Exercise instructions →
Pull each line holding the word "palantir" from the data.

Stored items

PR #4388, opened 2026-03-25
Fix port breakout failure when port is member of port-channel

Keshavg-marvell:
**What I did**

In portmgr, defer port deletion from APP_DB if the port is still a member of LAG in APP_DB LAG_MEMBER_TABLE. The deletion is retried on subsequent doTask() cycles. Once teamsyncd removes the LAG member entry, portmgrd proceeds with the port deletion, ensuring proper sequencing and successful port breakout.

**Why I did it**

During port breakout of a port-channel member (in force mode), the CLI removes both the port and port-channel member config from CONFIG_DB, then waits up to 60 seconds for the port to be deleted from ASIC_DB.

A race condition between portmgrd (swss docker) and teammgrd (teamd docker) causes breakout failure:
1. portmgrd processes the port DEL and removes the port from APP_DB
2. teammgrd's removeLagMember() writes admin_status/mtu to APP_DB, inadvertently re-creating the port entry
3. orchagent sees the port still in APP_DB and never deletes it from ASIC_DB, causing the 60-second timeout and breakout failure as shown below.

$config interface breakout Ethernet176 "2x400G[200G,100G]" -y -f Running Breakout Mode : 1x800G[400G,200G]
Target Breakout Mode : 2x400G[200G,100G]
Ports to be deleted : { "Ethernet176": "800000" }
Ports to be added : {
      "Ethernet176": "400000", "Ethernet180": "400000"
}
!!!  Critical Failure, Ports are not Deleted from ASIC DB, Bail Out !!! Ports are present in ASIC DB after 60 secs
Ports are present in ASIC DB after 60 secs
[ERROR] Port breakout Failed!!! Opting Out
Failed to break out Port. Error:}

So here main issue cfgmgrs writing to same APP_PORT_TABLE then ordering of event plays role here and need special handling

Root cause - two cfgmgrs writing to the SAME APP_DB table: The core issue is that both portmgrd and teammgrd write to the SAME APP_PORT_TABLE in APP_DB. When two processes operate on the same table, the ordering of operations becomes critical - a SET from teammgrd can undo a DEL from portmgrd, effectively re-creating a port entry that was just deleted.

Contrast this with QoS/buffer configuration, where there is no such ordering problem: buffermgrd writes to SEPARATE APP_DB tables such as APP_BUFFER_PG_TABLE, APP_BUFFER_QUEUE_TABLE, APP_BUFFER_POOL_TABLE, and APP_BUFFER_PROFILE_TABLE - all different from APP_PORT_TABLE. When a port is deleted, it does not matter whether buffermgrd removes the buffer/QoS entries before or after portmgrd deletes the port from APP_PORT_TABLE. This is because orchagent internally maintains reference counts and
 will not delete the port from ASIC_DB until all dependent
objects (buffer PGs, queues, QoS maps etc.) referencing that port are removed first. The cross-table dependency resolution is handled entirely by orchagent'\''s reference counting mechanism, making the ordering of DEL operations between different cfgmgrs irrelevant.

**How I verified it**

Verified it on Hardware by successful port breakout when port is part of port-channel.

**Details if related**

### DIFF
--- a/cfgmgr/portmgr.cpp
+++ b/cfgmgr/portmgr.cpp
@@ -17,6 +17,7 @@ PortMgr::PortMgr(DBConnector *cfgDb, DBConnector *appDb, DBConnector *stateDb, c
         m_cfgSendToIngressPortTable(cfgDb, CFG_SEND_TO_INGRESS_PORT_TABLE_NAME),
         m_cfgLagMemberTable(cfgDb, CFG_LAG_MEMBER_TABLE_NAME),
         m_statePortTable(stateDb, STATE_PORT_TABLE_NAME),
+        m_appLagMemberTable(appDb, APP_LAG_MEMBER_TABLE_NAME),
         m_appSendToIngressPortTable(appDb, APP_SEND_TO_INGRESS_PORT_TABLE_NAME),
         m_appPortTable(appDb, APP_PORT_TABLE_NAME)
 {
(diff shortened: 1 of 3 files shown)


prsunny:
Why not check this at CLI level?

Keshavg-marvell:
@prsunny During breakout force mode, the CLI (config_mgmt) computes a diff between the existing configuration and what the configuration would look like after removing all references to the breakout interface. It then applies this entire diff set to CONFIG_DB in bulk, so the CLI does not have fine-grained control.

PR #4390, opened 2026-03-25
Protection Nexthop group support in nhgorch

manamand2020:
**What I did**
Extended support for  protection nexthop group in nhgorch. 
Added support for protection next hop groups to NhgOrch : a SAI next hop group with exactly two members, a primary and a standby, where the ASIC switches traffic between them either autonomously (via a monitored/health object) or under software control. This is the ECMP-adjacent counterpart to today's NhgOrch, which only manages SAI_NEXT_HOP_GROUP_TYPE_DYNAMIC* groups; protection NHGs use SAI_NEXT_HOP_GROUP_TYPE_PROTECTION.

*ProtNhg / ProtNhgMember (orchagent/protnhg.h, .cpp)* : ProtNhgMember wraps one primary/standby member with a configured role, an optional monitored object (e.g. a BFD/ICMP session OID driving hardware failover), and dynamic NH resolution (individual via NeighOrch, recursive via NhgOrch). ProtNhg owns the pair, supports both individual-NextHopKey and nested-NextHopGroupKey membership, and handles sync/remove with proper cleanup on failure.

NhgOrch protection API (tracked in new m_protNhgs map): createProtNhg() (4 overloads: explicit/auto key × NH-pair/NHG-pair, all idempotent), removeProtNhg(), buildProtNhgKey(), hasProtNhg()/getProtNhg()/getProtNhgId(), setProtNhgAdminRole()/setProtNhgSwitchover(), attachProtNhgMonitoredObject()/detachProtNhgMonitoredObject() (toggles between SW-driven and HW-autonomous mode), getProtNhgMemberObservedRole()/getProtNhgAllObservedRoles(), and incProtNhgRefCount()/decProtNhgRefCount(). NeighOrch's validateNextHop()/invalidateNextHop() were extended to also walk protection groups.

Capability probing distinguishes three independent things published to STATE_DB|SWITCH_CAPABILITY: whether the ASIC supports SAI_NEXT_HOP_GROUP_TYPE_PROTECTION at all, whether HW switchover is supported (probed via SAI_SWITCH_ATTR_SUPPORTED_PROTECTED_OBJECT_TYPE, since that's a property of the monitored object, not the NHG type), and whether SAI_NEXT_HOP_GROUP_TYPE_HW_PROTECTION is supported purely as a "backup-group hint" for the standby leg (never used to actually create a protection group).

Query: hasProtNhg(), getProtNhg(), getProtNhgId().
Control: setProtNhgAdminRole() (HW_PROTECTION only), setProtNhgSwitchover() (PROTECTION only), attachProtNhgMonitoredObject()/detachProtNhgMonitoredObject().
Observability: getProtNhgMemberObservedRole(), getProtNhgAllObservedRoles().
Ref counting: incProtNhgRefCount() / decProtNhgRefCount() for route/consumer ownership.

SAI specs for protection NHG: 
https://github.com/opencomputeproject/SAI/blob/master/doc/SAI-Proposal-FRR.md
https://github.com/opencomputeproject/SAI/blob/master/doc/SAI-Proposal-HW-FRR.md

**Why I did it**
This is needed to support hardware protection failover of mux port.
HLD: 
https://github.com/sonic-net/SONiC/pull/2251
https://github.com/sonic-net/SONiC/pull/2346

**How I verified it**
Added mock Gtests
**Details if related**


orchagent/protnhg.cpp
```diff
@@ -0,0 +1,439 @@
...
+    gCrmOrch->incCrmResUsedCounter(CrmResourceType::CRM_NEXTHOP_GROUP);
+    incSyncedCount();
+
+    set<NextHopKey> member_keys;
+    for (const auto &mbr : m_members)
+    {
+        member_keys.insert(mbr.first);
+    }
+
+    if (!syncMembers(member_keys))
```
Ndancejic, line 456: If syncMembers fails, does the next hop group get cleaned up?

orchagent/protnhg.h
```diff
@@ -0,0 +1,101 @@
...
+                               sai_next_hop_group_member_observed_role_t &observed_role) const;
+
+    /* Query observed roles for all synced members at once. */
+    bool getAllMemberObservedRoles(
+        map<NextHopKey, sai_next_hop_group_member_observed_role_t> &observed_roles) const;
+
+    string to_string() const override { return m_key; }
+
+private:
+    bool syncMembers(const set<NextHopKey> &member_keys) override;
```
Ndancejic: Does removeMembers need an override as well?

orchagent/protnhg.cpp
manamand2020: No it does not cleanup, I was expecting the caller will destroy the protnhg object which will cleanup the nhg. I will add the remove(); call when syncMembers() fail.

orchagent/protnhg.h
manamand2020: No not needed because the base implementation calls the removeMembers() which calls member.remove() on success which is already has override.

orchagent/protnhg.cpp
manamand2020: Added the remove() call when syncMembers() fails.

orchagent/nhgorch.cpp
```diff
@@ -1158,3 +1158,247 @@ bool NextHopGroup::invalidateNextHop(const NextHopKey& nh_key)
...
+        SWSS_LOG_NOTICE("Cannot query NHG type enum metadata");
+        return false;
+    }
+
+    vector<int32_t> values_list(meta->enummetadata->valuescount);
+    sai_s32_list_t values;
+    values.count = static_cast<uint32_t>(values_list.size());
+    values.list = values_list.data();
+
+    sai_status_t status = sai_query_attribute_enum_values_capability(
```
prashanth-nexthop: Couldn't you just query the attribute SAI_NEXT_HOP_GROUP_TYPE_HW_PROTECTION instead ?

orchagent/nhgorch.cpp
```diff
@@ -1158,3 +1158,247 @@ bool NextHopGroup::invalidateNextHop(const NextHopKey& nh_key)
...
+    }
+
+    SWSS_LOG_NOTICE("SAI_NEXT_HOP_GROUP_TYPE_HW_PROTECTION is %s",
+                    supported ? "supported" : "not supported");
+    return supported;
+}
+
+bool NhgOrch::createProtNhg(const string &key,
+                             const vector<NextHopKey> &primary_nhs,
+                             const NextHopKey &standby_nh,
```
prashanth-nexthop: Is this making an assumption that there is only one standby member?  Isn't that a HW limitation ?

manamand2020: This is not about hardware limitation. Protection and hardware protection NHG will always contain 2 members as per SAI definition. If we need multiple standby-nh then control plane can create another nhgroup and use that as standby.
Copying from SAI doc https://github.com/opencomputeproject/SAI/blob/master/doc/SAI-Proposal-FRR.md :
```
Firstly, a new type of Next Hop Group is specified – SAI_NEXT_HOP_GROUP_TYPE_PROTECTION. This indicates that the group does not represent ECMP next hops but a primary-backup pair.

It is expected that the Control Plane stack will never attempt to program more than two next hops within a single Protection Next Hop Group. It is outside the scope of this proposal to specify how the Adapter or Adapter Host should enforce this condition.
```

orchagent/nhgorch.cpp
manamand2020: Note that nexthop type is an enum and not an attribute. Attribute of nhg is SAI_NEXT_HOP_GROUP_ATTR_TYPE. I do not think we have a SAI API which can take single enum value and return a bool.

orchagent/nhgorch.cpp
manamand2020: Have used a vector for primary members for future extensions.

prashanth-nexthop: Thanks for the pointer to the HLD.  Like you said, I do see that the HLD limits primary and standby paths to just one nh each.  

But creating another group for standby members like you suggested, won't work well with this API. Right ?  

Alternatively, since you are using a vector for primary members, can't you do the same for standby as well ?

orchagent/nhgorch.cpp
prashanth-nexthop: Sorry.  You are right.  Please ignore.

orchagent/nhgorch.cpp
manamand2020: The future use case for multiple primary is slightly different. I will either remove the vector of primary since the SAI spec is missing it or I will add a comment about this.

manamand2020: For using Nexthop groups as primary and standby I will overload the createProtNhg() to accept NextHopGroupKey. Let me add that version.

tahmed-dev:
## Bug Fix: ProtNhg /32 route orphaning from neighbor churn

**File:** `orchagent/evpnmhorch.cpp`

Three bugs cause ASIC transit forwarding failures:

1. **Observer tears down ProtNhg on every neighbor DEL.** EVPN `extern_learn` neighbors from zebra are periodically reinstalled (`NUD_NOARP`), causing a create/destroy cycle every ~2 minutes. ProtNhg lifecycle should be tied to ES config, not individual neighbor events.

2. **`create_route_entry` returns `ITEM_ALREADY_EXISTS` treated as error.** When re-creating the /32 route after a churn cycle, the route still exists from neighorch. The ProtNhg is created but the route still points to the old NH OID. Fix: fall back to `set_route_entry_attribute` to update the NH.

3. **`remove_route_entry` return value unchecked.** If the ASIC fails to remove the /32 route, it remains with a stale NHG OID while the ProtNhg is destroyed.

```diff
+    if (status == SAI_STATUS_ITEM_ALREADY_EXISTS)
+    {
+        status = sai_route_api->set_route_entry_attribute(&route_entry, &route_attr);
+        // Update existing route NH → new ProtNhg
+    }
```

The orphaned /32 routes (more specific than /24 connected) capture all server-destined transit traffic and forward to invalid NHG OIDs → 100% packet loss on return path.

orchagent/nhgorch.cpp
manamand2020: Added API to accept Nhgrp key.

zjswhhh (dismissed):

prsunny:
> ## Bug Fix: ProtNhg /32 route orphaning from neighbor churn
> **File:** `orchagent/evpnmhorch.cpp`
> 
> Three bugs cause ASIC transit forwarding failures:
> 
> 1. **Observer tears down ProtNhg on every neighbor DEL.** EVPN `extern_learn` neighbors from zebra are periodically reinstalled (`NUD_NOARP`), causing a create/destroy cycle every ~2 minutes. ProtNhg lifecycle should be tied to ES config, not individual neighbor events.
> 2. **`create_route_entry` returns `ITEM_ALREADY_EXISTS` treated as error.** When re-creating the /32 route after a churn cycle, the route still exists from neighorch. The ProtNhg is created but the route still points to the old NH OID. Fix: fall back to `set_route_entry_attribute` to update the NH.
> 3. **`remove_route_entry` return value unchecked.** If the ASIC fails to remove the /32 route, it remains with a stale NHG OID while the ProtNhg is destroyed.
> 
> ```diff
> +    if (status == SAI_STATUS_ITEM_ALREADY_EXISTS)
> +    {
> +        status = sai_route_api->set_route_entry_attribute(&route_entry, &route_attr);
> +        // Update existing route NH → new ProtNhg
> +    }
> ```
> 
> The orphaned /32 routes (more specific than /24 connected) capture all server-destined transit traffic and forward to invalid NHG OIDs → 100% packet loss on return path.

@tahmed-dev , I see a reference to evpnmhorch.cpp. Could you clarify what needs to be addressed here?

prsunny:
@manamand2020 , please provide all details in the description.

prsunny:
@prashanth-nexthop , could you re-review/signoff?

manamand2020:
> @prashanth-nexthop , could you re-review/signoff?

@prashanth-nexthop Do we have more comments on the latest set of changes?

orchagent/nhgorch.cpp
```diff
@@ -1158,3 +1158,374 @@ bool NextHopGroup::invalidateNextHop(const NextHopKey& nh_key)
...
+    if (primary_nhs.empty())
+    {
+        SWSS_LOG_ERROR("Protection NHG %s requires at least one primary NH", key.c_str());
+        return false;
+    }
+
+    if (m_protNhgs.find(key) != m_protNhgs.end())
+    {
+        SWSS_LOG_ERROR("Protection NHG %s already exists", key.c_str());
+        return false;
```
prashanth-nexthop, line 1402: Should this be false ?  If the group already exists, isn't it better to return true for idompotency ?

orchagent/nhgorch.cpp
```diff
@@ -1158,3 +1158,374 @@ bool NextHopGroup::invalidateNextHop(const NextHopKey& nh_key)
...
+    if (!nhg->sync())
+    {
+        SWSS_LOG_ERROR("Failed to sync protection NHG %s", key.c_str());
+        return false;
+    }
+
+    m_protNhgs.emplace(key, NhgEntry<ProtNhg>(move(nhg)));
+
+    string primary_str;
+    for (const auto &nh : primary_nhs)
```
PR #1084, opened 2021-02-25
The new `javaAgent` configuration is no longer non-transitive

carterkozak:
This works around a GCV bug which fails to apply constraints to
non-transitive configurations.
See https://github.com/palantir/gradle-consistent-versions/issues/677

==COMMIT_MSG==
The new `javaAgent` configuration is no longer non-transitive
==COMMIT_MSG==

## Possible downsides?
Agents shouldn't ever have dependencies, however it's somewhat fragile to rely on that being the case. We may end up with more `-javaagent:<path/to/*.jar>` lines args than we want, preventing the JVM from starting. I've added validation to prevent this scenario from shipping.

### DIFF
--- a/changelog/@unreleased/pr-1084.v2.yml
+++ b/changelog/@unreleased/pr-1084.v2.yml
@@ -1,0 +1,5 @@
+type: fix
+fix:
+  description: The new `javaAgent` configuration is no longer non-transitive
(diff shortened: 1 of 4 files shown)


fawind (approved):
Makes sense!

PR #1085, opened 2021-02-26
Allow more lenient minimum version compares for intra-module product …

esword:
…dependencies.

## Before this PR
We have a very large mono-repo with an ecosystem of related products that use recommended product dependencies between them. Due to the way our build system works, we cannot ever lock in a minimum version for these because we get conflicts with the product-dependencies.lock files. There is no way for us to know what the specific version should be at "commit" time.

This change also addresses an issue where you would get "lock file is out of date" messages when producing builds from branches or that had not been rebased prior to merging.

## After this PR

==COMMIT_MSG==
==COMMIT_MSG==

## Possible downsides?
None. It's perfect.

### DIFF
--- a/gradle-sls-packaging/src/main/java/com/palantir/gradle/dist/BaseDistributionExtension.java
+++ b/gradle-sls-packaging/src/main/java/com/palantir/gradle/dist/BaseDistributionExtension.java
@@ -52,6 +52,7 @@ public class BaseDistributionExtension {
     private final Property<String> serviceName;
     private final Property<String> podName;
     private final Property<ProductType> productType;
+    private final Property<Boolean> lenientInternalLocks;
     private final ListProperty<ProductDependency> productDependencies;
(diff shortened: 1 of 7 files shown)


gradle-sls-packaging/src/main/java/com/palantir/gradle/dist/BaseDistributionExtension.java
```diff
@@ -133,6 +137,14 @@ public final void setProductType(ProductType productType) {
         this.productType.set(productType);
     }
 
+    public final Provider<Boolean> getLenientInternalLocks() {
```
ferozco: you can expose a `Property<Boolean>` avoid the setter and allow for lazy for configuration

ferozco:
👍 LGTM thanks @esword

carterkozak (approved):
lgtm, thanks!

PR #1095, opened 2021-03-15
Improvement: Add workaround to JDK-8253566 for java 15 runtimes

robert3005:
## After this PR

==COMMIT_MSG==
Add workaround for JDK-8253566 by default when target runtime is java 15
==COMMIT_MSG==

even though this has been fixed in java 15.0.2 we can't guarantee that we aren't running with 15.0.0 or 15.0.1

### DIFF
--- a/changelog/@unreleased/pr-1095.v2.yml
+++ b/changelog/@unreleased/pr-1095.v2.yml
@@ -1,0 +1,5 @@
+type: improvement
+improvement:
+  description: Add workaround for JDK-8253566 by default when target runtime is java 15
+  links:
+  - https://github.com/palantir/sls-packaging/pull/1095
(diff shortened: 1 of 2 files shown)


carterkozak (dismissed):
We decided to block java 15 rollout until this was resolved rather than hard-coding experimental options. Has something changed? I'd be okay with this if we could detect impacted versions of the jre, but using `UnlockDiagnosticVMOptions` everywhere doesn't exactly inspire confidence.

robert3005:
We already run this on one of our services (the one that exihibited the bug) in production, hence why I think this is ok to do.

tpetracca (approved):
Discussed quite a bit offline. We're going to move forward with this.
We're going to re-assess in May if its feasible to unwinde this given the java15 jdk infra rollout across the fleet at that point in time.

Exercise solution →
See https://github.com/palantir/gradle-consistent-versions/issues/677
--- a/gradle-sls-packaging/src/main/java/com/palantir/gradle/dist/BaseDistributionExtension.java
+++ b/gradle-sls-packaging/src/main/java/com/palantir/gradle/dist/BaseDistributionExtension.java
gradle-sls-packaging/src/main/java/com/palantir/gradle/dist/BaseDistributionExtension.java
+  - https://github.com/palantir/sls-packaging/pull/1095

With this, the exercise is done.